■ **Problem requirements**
Line by line, copy the material below exactly.

■ **Provided information**
PR #5693, opened 2023-10-04
Maya: Optional Resolution Validator for Render

moonyuet:
## Changelog Description
Adding optional resolution validator for maya in render family, similar to the one in Max.
It checks if the resolution in render setting aligns with that in setting from the db.

## Additional info
n/a

## Testing notes:
1. Launch Maya via launcher
2. Create Render Instance
3. Choose whether enable the resolution validator or not
image

4. Publish


openpype/hosts/maya/plugins/publish/validate_resolution.py
```diff
@@ -0,0 +1,54 @@
+import pyblish.api
+from openpype.pipeline import (
+    PublishValidationError,
+    OptionalPyblishPluginMixin
+)
+from maya import cmds
+from openpype.hosts.maya.api.lib import reset_scene_resolution
+
+
+class ValidateResolution(pyblish.api.InstancePlugin,
```
moonyuet, line 10: I am thinking if we can possibly have an abstract class for this validator as the code looks super similar to the Max Hosts. It can be used across different hosts eventually.

openpype/hosts/maya/plugins/publish/validate_resolution.py
```diff
@@ -0,0 +1,54 @@
...
+    hosts = ["maya"]
+    label = "Validate Resolution"
+    optional = True
+
+    def process(self, instance):
+        if not self.is_active(instance.data):
+            return
+        width, height = self.get_db_resolution(instance)
+        current_width = cmds.getAttr("defaultResolution.width")
+        current_height = cmds.getAttr("defaultResolution.height")
```
BigRoy, line 25: This is wrong - it should actually check the value **in** the renderlayer because there might be renderlayer overrides. Look at `lib.get_attr_in_layer`.

I believe the layer would be `layer = instance.data["renderlayer"]`
So this would be:
```python
layer = instance.data["renderlayer"]
current_width = lib.get_attr_in_layer("defaultResolution.width", layer=layer)
current_height = lib.get_attr_in_layer("defaultResolution.height", layer=layer)
```

Then in comes the next complication, because V-Ray doesn't use the width/height from `defaultResolution` but from its own `VRaySettingsNode`. Have a look at `lib_rendersettings.RenderSettings` class. Here's [the V-Ray part](https://github.com/ynput/OpenPype/blob/develop/openpype/hosts/maya/api/lib_rendersettings.py#L341-L342) setting the values.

■ **Output of the exercise**
PR #5693, opened 2023-10-04
Maya: Optional Resolution Validator for Render

moonyuet:
## Changelog Description
Adding optional resolution validator for maya in render family, similar to the one in Max.
It checks if the resolution in render setting aligns with that in setting from the db.

## Additional info
n/a

## Testing notes:
1. Launch Maya via launcher
2. Create Render Instance
3. Choose whether enable the resolution validator or not
image

4. Publish


openpype/hosts/maya/plugins/publish/validate_resolution.py
```diff
@@ -0,0 +1,54 @@
+import pyblish.api
+from openpype.pipeline import (
+    PublishValidationError,
+    OptionalPyblishPluginMixin
+)
+from maya import cmds
+from openpype.hosts.maya.api.lib import reset_scene_resolution
+
+
+class ValidateResolution(pyblish.api.InstancePlugin,
```
moonyuet, line 10: I am thinking if we can possibly have an abstract class for this validator as the code looks super similar to the Max Hosts. It can be used across different hosts eventually.

openpype/hosts/maya/plugins/publish/validate_resolution.py
```diff
@@ -0,0 +1,54 @@
...
+    hosts = ["maya"]
+    label = "Validate Resolution"
+    optional = True
+
+    def process(self, instance):
+        if not self.is_active(instance.data):
+            return
+        width, height = self.get_db_resolution(instance)
+        current_width = cmds.getAttr("defaultResolution.width")
+        current_height = cmds.getAttr("defaultResolution.height")
```
BigRoy, line 25: This is wrong - it should actually check the value **in** the renderlayer because there might be renderlayer overrides. Look at `lib.get_attr_in_layer`.

I believe the layer would be `layer = instance.data["renderlayer"]`
So this would be:
```python
layer = instance.data["renderlayer"]
current_width = lib.get_attr_in_layer("defaultResolution.width", layer=layer)
current_height = lib.get_attr_in_layer("defaultResolution.height", layer=layer)
```

Then in comes the next complication, because V-Ray doesn't use the width/height from `defaultResolution` but from its own `VRaySettingsNode`. Have a look at `lib_rendersettings.RenderSettings` class. Here's [the V-Ray part](https://github.com/ynput/OpenPype/blob/develop/openpype/hosts/maya/api/lib_rendersettings.py#L341-L342) setting the values.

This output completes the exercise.